PR #1189, opened 2024-10-11
Moonwell EURC

jalextowle:
# Description

This PR adds testing for the Moonwell EURC yield source. Unlike most of our other yield sources, this yield source has a base decimals of `6` and vault share decimals of `18`. Furthermore, the vault share price is quite low at around ~1e6. With this in mind, some of the tolerances are significantly larger than what we'd expect to see with other yield sources.

PR #1190, opened 2024-10-14
snARS Integration

jalextowle:
# Description

This PR adds the snARS integration. This yield source is a staking vault for the nARS stable coin. Some interesting things about this yield source are that `asBase = true` is not supported on withdrawal since the user will not receive adequate base (nARS is instead locked in an escrow contract, which we don't want to subject our users to).

### DIFF
--- a/deployments.json
+++ b/deployments.json
@@ -1453,41 +1453,6 @@
             "address": "0xFcdaF9A4A731C24ed2E1BFd6FA918d9CF7F50137",
             "timestamp": "2024-09-23T17:24:41.079Z"
         },
-        "ElementDAO ERC4626 Hyperdrive Deployer Coordinator_ERC4626HyperdriveCoreDeployer": {
-            "contract": "ERC4626HyperdriveCoreDeployer",
-            "address": "0xb1c456824cb526a0b57f6cea309785752ec015d7",
-            "timestamp": "2024-10-09T20:36:51.355Z"
-        },
-        "ElementDAO ERC4626 Hyperdrive Deployer Coordinator_ERC4626Target0Deployer": {
-            "contract": "ERC4626Target0Deployer",
-            "address": "0xd171c68eaa3fbd25c1fa34c1a5e63e193df39aa6",
-            "timestamp": "2024-10-09T20:36:58.302Z"
-        },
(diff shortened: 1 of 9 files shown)


deployments.json
```diff
@@ -1453,41 +1453,6 @@
             "address": "0xFcdaF9A4A731C24ed2E1BFd6FA918d9CF7F50137",
             "timestamp": "2024-09-23T17:24:41.079Z"
         },
-        "ElementDAO ERC4626 Hyperdrive Deployer Coordinator_ERC4626HyperdriveCoreDeployer": {
```
mcclurejt, line 1456: are these going to get replaced?

mcclurejt (approved):
LGTM

tasks/deploy/config/base/snars-182day.ts
```diff
@@ -0,0 +1,87 @@
...
+            "HyperdriveFactory",
+            hre.hyperdriveDeploy.deployments.byName(BASE_FACTORY_NAME).address,
+        );
+        return {
+            baseToken: NARS_ADDRESS_BASE,
+            vaultSharesToken: SNARS_ADDRESS_BASE,
+            circuitBreakerDelta: parseEther("0.075"),
+            minimumShareReserves: parseEther("0.001"),
+            minimumTransactionAmount: parseEther("0.001"),
+            positionDuration: parseDuration(SIX_MONTHS),
```
jrhea, line 67: didn't we talk about this being 1 month or 3 months?

hardhat.config.base.ts
```diff
@@ -40,6 +41,7 @@ const config: HardhatUserConfig = {
                     BASE_MORPHO_BLUE_CBETH_USDC_182DAY,
                     BASE_MOONWELL_ETH_182DAY,
                     BASE_STK_WELL_182DAY,
+                    BASE_SNARS_182DAY,
```
jrhea, line 44: if the term is going to be 1 month or 3 months we should rename this

jrhea (changes requested):

jrhea (approved):

jalextowle:
Closed because these changes were incorporated into #1189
=-=-=-=-=
YOUR INSTRUCTIONS: Note every line of the records that holds the word "jrhea", and copy it.

PROBLEM SOLUTION:
jrhea, line 67: didn't we talk about this being 1 month or 3 months?
jrhea, line 44: if the term is going to be 1 month or 3 months we should rename this
jrhea (changes requested):
jrhea (approved):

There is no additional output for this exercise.